* EXERCISE MATERIAL

PR #1014, opened 2021-10-04
Remove bursary and scholarship information and add placeholder guidance

davidgisbey:
### Context

We don't have information regarding bursaries of scholarships at the moment. We also need to pull the SKE related stuff out as we're not sure which will have it.

- Put all of the bursary/scholarship/SKE content behind a flag 

- Subject page content

|Before|After|
|-----------|-----------|
|image|image|

- Subject page filters

|Before|After|
|-----------|-----------|
|image|image|

- Results page 

|Before|After|
|-----------|-----------|
|image|image|

- Course page

|Before|After|
|-----------|-----------|
|image|image|

### Guidance to review

Have i got everything bursary/scholarship/ske related? The doc was missing a few things. Might be worth having a bit of a manual test with courses in different states.

### Trello card

https://trello.com/c/DPLthMSD/4003-dev-changes-to-find-when-the-new-cycle-is-open-but-funding-has-not-been-anncounced

### Checklist

- [x] Rebased master
- [x] Cleaned commit history

### DIFF
--- a/config/settings.yml
+++ b/config/settings.yml
@@ -26,4 +26,4 @@ feature_flags:
   maintenance_banner: false
   cache_courses: false
   provider_autocomplete: true
-  bursaries_and_scholarships_announced: false
+  bursaries_and_scholarships_announced: true
--- a/config/settings.yml
+++ b/config/settings.yml
@@ -26,3 +26,4 @@ feature_flags:
   maintenance_banner: false
   cache_courses: false
   provider_autocomplete: true
+  bursaries_and_scholarships_announced: false
--- a/app/components/courses/search_result_component.html.erb
+++ b/app/components/courses/search_result_component.html.erb
@@ -26,8 +26,10 @@
       <% end %>
     <% end %>
 
-    <dt class="app-description-list__label">Financial support</dt>
-    <dd data-qa="course__funding_options"><%= course.decorate.funding_option %></dd>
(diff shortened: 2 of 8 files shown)


config/settings.yml
```diff
@@ -26,3 +26,4 @@ feature_flags:
   maintenance_banner: false
   cache_courses: false
   provider_autocomplete: true
+  bursaries_and_scholarships_announced: true
```
TobyRet, line 29: Shouldn this be `false`?

TobyRet (commented):
LGTM - tested locally and could not find any other code that should be feature flagged. Just one question about setting the feature flag value
https://github.com/DFE-Digital/find-teacher-training/pull/1014#discussion_r721330225

config/settings.yml
davidgisbey: So it will be tonight at midnight, but it still needs to show for the rest of the day.

After i merge this i'll put together the PR that needs to be merged at midnight

TobyRet: Makes sense - not sure if its worth turning on in QA or Staging so that people can review? ...Or should we direct to the review app?

davidgisbey: yea good shout i'll switch it off in QA

TobyRet (approved):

* EXERCISE INSTRUCTIONS
All entries are to be repeated exactly and completely.

* RESPONSE TO THE TASK
PR #1014, opened 2021-10-04
Remove bursary and scholarship information and add placeholder guidance

davidgisbey:
### Context

We don't have information regarding bursaries of scholarships at the moment. We also need to pull the SKE related stuff out as we're not sure which will have it.

- Put all of the bursary/scholarship/SKE content behind a flag 

- Subject page content

|Before|After|
|-----------|-----------|
|image|image|

- Subject page filters

|Before|After|
|-----------|-----------|
|image|image|

- Results page 

|Before|After|
|-----------|-----------|
|image|image|

- Course page

|Before|After|
|-----------|-----------|
|image|image|

### Guidance to review

Have i got everything bursary/scholarship/ske related? The doc was missing a few things. Might be worth having a bit of a manual test with courses in different states.

### Trello card

https://trello.com/c/DPLthMSD/4003-dev-changes-to-find-when-the-new-cycle-is-open-but-funding-has-not-been-anncounced

### Checklist

- [x] Rebased master
- [x] Cleaned commit history

### DIFF
--- a/config/settings.yml
+++ b/config/settings.yml
@@ -26,4 +26,4 @@ feature_flags:
   maintenance_banner: false
   cache_courses: false
   provider_autocomplete: true
-  bursaries_and_scholarships_announced: false
+  bursaries_and_scholarships_announced: true
--- a/config/settings.yml
+++ b/config/settings.yml
@@ -26,3 +26,4 @@ feature_flags:
   maintenance_banner: false
   cache_courses: false
   provider_autocomplete: true
+  bursaries_and_scholarships_announced: false
--- a/app/components/courses/search_result_component.html.erb
+++ b/app/components/courses/search_result_component.html.erb
@@ -26,8 +26,10 @@
       <% end %>
     <% end %>
 
-    <dt class="app-description-list__label">Financial support</dt>
-    <dd data-qa="course__funding_options"><%= course.decorate.funding_option %></dd>
(diff shortened: 2 of 8 files shown)


config/settings.yml
```diff
@@ -26,3 +26,4 @@ feature_flags:
   maintenance_banner: false
   cache_courses: false
   provider_autocomplete: true
+  bursaries_and_scholarships_announced: true
```
TobyRet, line 29: Shouldn this be `false`?

TobyRet (commented):
LGTM - tested locally and could not find any other code that should be feature flagged. Just one question about setting the feature flag value
https://github.com/DFE-Digital/find-teacher-training/pull/1014#discussion_r721330225

config/settings.yml
davidgisbey: So it will be tonight at midnight, but it still needs to show for the rest of the day.

After i merge this i'll put together the PR that needs to be merged at midnight

TobyRet: Makes sense - not sure if its worth turning on in QA or Staging so that people can review? ...Or should we direct to the review app?

davidgisbey: yea good shout i'll switch it off in QA

TobyRet (approved):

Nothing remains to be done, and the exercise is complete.